Rather than enlarging the scope of TKDL, I was hoping to see a concrete redressal mechanism for addressing the inadequacies. (By the way, TKDL has received scathing remarks even internationally). As I have opined in my paper, protecting TK entails international negotiations – rather than creation of a TKDL natured database. Hence, enlarging it’s scope is likely to be a futile endeavour.
(VI) TKDL will be appropriately utilized for defensive protection against wrong grant of patents through selective access to patent offices abroad under confidentiality agreements-
Given that the average cost of revoking a patent internationally lies anywhere in the range of $0.2-0.6 million, as a citizen of a developing country, I would rather expect scarce resources to be directed towards welfare endeavors rather than patent revocation proceedings (Just to clarify again, I am by no means suggesting that patent related biopiracy should be tolerated).
(VII) Initiatives for international co-operation in exploration of traditional health and wellness systems will be encouraged by introducing strategic research collaborations with reputed research centres –
After all the cynical comments, I wholeheartedly welcome this proposal by the IPR think tank. Infact, my eyes were searching for exactly the same worded policy.
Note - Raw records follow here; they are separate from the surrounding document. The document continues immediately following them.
PR #181, opened 2022-08-15
Fix initialization of wdust for dust settling

jmaerz:
The settling velocity of 'free' dust `wdust` seem to have not been properly initialized when running the model without the `-D AGG` flag. Further, some surface input flux could happen, since `wdust`, correctly initialized, would always be positive. Hence, I introduced `wdustd` (similar to `wpocd`, etc.). This bugfix can affect the sediment budget, thus the burrying and sediment remineralization rates.

### DIFF
--- a/hamocc/beleg_parm.F90
+++ b/hamocc/beleg_parm.F90
@@ -193,13 +193,6 @@
       wmax  = 60.*dtb       !m/d   maximum sinking speed
       wlin  = 60./2400.*dtb !m/d/m constant describing incr. with depth, r/a=1.0
 #endif
-      ! Dust sinking speed (individual clay particle)
-      dustd1 = 0.0001 !cm = 1 um, boundary between clay and silt
-      dustd2=dustd1*dustd1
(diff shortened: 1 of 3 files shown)


TomasTorsvik:
We might want to place this bug fix in a new development branch instead of the `master` branch.

jmaerz:
> 

Yes, we can do so. I just wanted to prepare the fix and make you aware of the issue.

jmaerz:
Argh, I just realized, I was wrong wrt initialization. The issue with the surface flux might be an issue though, which I need to check. Sorry for the confusion.

jmaerz:
I reverted changes related to the initialization. However, the fix for the surface flux of free dust remains, and with that the potential change of sediment-related processes.

JorgSchwinger:
Thanks for spotting this, looks good. I agree with Tomas that we shouldn't merge this into master right now. We should discuss this very soon, and make a plan for when to start merging answer changing changes (as raised by Tomas in #169).

JorgSchwinger (approved):

PR #182, opened 2022-08-19
Bugfix kOBL

TomasTorsvik:
@milicak @matsbn 
Hi,
the assignment of kOBL looks strange to me (see #179). The code change suggested here is according to code description in CVMix, assuming that kOBL should represent the index of the cell center above the OBL depth (this is what we want to use in iHAMOCC). If this was not your intention, we should perhaps define a new index variable according to `kt` below, that can be imported in iHAMOCC.

> DESCRIPTION:
> Computes the index of the level and interface above OBL\_depth. The index is
> stored as a real number, and the integer index can be solved for in the
> following way:\\
>   \verb|kt| = index of cell center above OBL\_depth = \verb|nint(kOBL_depth)-1|
>   \verb|kw| = index of interface above OBL\_depth = \verb|floor(kOBL_depth)|

### DIFF
--- a/phy/mod_difest.F
+++ b/phy/mod_difest.F
@@ -1205,10 +1205,6 @@ c --- ------ make sure it is in metrics if stability depends on rho
      .              kk,                                ! (in) Number of levels in array shape
      .              CVMix_kpp_params_user=KPP_params ) ! KPP parameters
 
-             ! gets index of the level and interface above hbl
-             kOBL = CVMix_kpp_compute_kOBL_depth(iFaceHeight,
-     .                               cellHeight,OBLdepth(i,j))
-
 c ---- ccc -------
              ! convert m2/s to cm2/s
              Kv_kpp = Kv_kpp*1e4
--- a/phy/mod_difest.F
+++ b/phy/mod_difest.F
@@ -1161,8 +1161,8 @@ c --- ------ centers.
      .                               cellHeight,OBLdepth(i,j))
 
              ! gets index of the level and interface above hbl
-             kOBL = CVMix_kpp_compute_kOBL_depth(iFaceHeight,
-     .                               cellHeight,OBLdepth(i,j))
+             kOBL = int(hOBL(i,j))    ! index of interface above OBL depth
+
 c --- ------ Diapycnal mixing when local stability is weak
 c --- ------ convection routine based on N2 not rho
 c --- ------ make sure it is in metrics if stability depends on rho


matsbn:
I think kOBL as used in mod_difest.F is supposed to be the index of the interface (not cell center) above the OBLdepth. Then line 1164 should be kOBL = int(hOBL(i,j)), which seems consistent with the previous implicit truncation when converting from real to integer (better to do the conversion explicitly).

Then in the argument of CVMix_coeffs_conv, I wonder if kOBL is correct to use. This is similar as in MOM6, but the routine cvmix_coeffs_conv_wrap in cvmix_convection.F90 seems to use a different index (similar to nint(hOBL(i,j))+1). I hope @milicak can comment on this.

Would it be an idea to pass hOBL(:,:) to iHAMOCC? Then iHAMOCC can decide on the most appropriate definition (nint(hOBL(i,j))-1 : cell center above OBLdepth; int(hOBL(i,j)) : interface above OBLdepth).

milicak:
I agree with @matsbn -1 doesn't make sense to me. we shoudl change it as kOBL = int(hOBL(i,j)).
However, what he suggested is also perfect solution, iHAMOCC can decide what to do with kOBL rather than changing the BLOM code with -1.

TomasTorsvik:
Hi @matsbn , @matsbn 
thanks for your comments. I think for the physics you may want to use **floor** instead of **nint**, to make sure you always get the interface above hOBL. Since I have this PR already open I have suggested an implementation here (see latest update).

I still need to pass hOBL(i,j) as a field to iHAMOCC, but I can make this change in a separate PR.

TomasTorsvik:
Sorry, **int** and **floor** should behave the same way in this case, but **nint** could have a different output.

matsbn:
I would prefer kOBL = int(hOBL(i,j)) over kOBL = floor(hOBL(i,j)). They should behave identical for the positive real values in question here, but kOBL = int(hOBL(i,j)) is consistent with the CVMix comment on how to obtain the interface index (also, although hardly important, int might be slightly more efficient compared to floor).

TomasTorsvik:
> I would prefer kOBL = int(hOBL(i,j)) over kOBL = floor(hOBL(i,j)). They should behave identical for the positive real values in question here, but kOBL = int(hOBL(i,j)) is consistent with the CVMix comment on how to obtain the interface index (also, although hardly important, int might be slightly more efficient compared to floor).

Done

matsbn (approved):
Looks good!

PR #185, opened 2022-08-22
Fix wdust

jmaerz:
This is identical to pull request #181 - but now target branch is `feature-hamocc_beyond-CMIP6`.


TomasTorsvik (approved):
Since this was reviewed already for PR #181 I assume this is still OK.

The Merck- Costa Rican deal serves as a model agreement which India can explore and possibly replicate (obviously after weighing the pros and cons).
(The Merck- Costa Rican deal strikes the most amongst pharma-patent lawyers in the U.S. – I was personally told about it’s existence by none other than the Honorable Gerald Mossinghoff , who also mentored my LL.M. research. There is an interesting remark that he made, which goes at the root of India- U.S. IPR standoff. I may have discussed this with many of you. Being a public forum, I will restrain making his comments public. Patriotic Indian lawyers keen to know about his remarks should talk to me in person – you shall hear nothing but the truth!).
With this, I conclude my scathing analysis of the draft IPR policy- just the portion dealing with TK. The only words that come to my mind after reading this text of the Draft IPR Policy are “banality” and “indefinite“. Not to mention, a half-hearted attempt to write IP policy – which is likely to resonate for years to come.
Prashant Reddy aptly puts it- “ I for one pray that the wrong text has been leaked“. Let’s all pray during this pious period of Navaratri for a miracle to happen. (I am fasting for straight nine days for the Goddess to manifest and overturn this seemingly scholarly draft National IPR Policy!)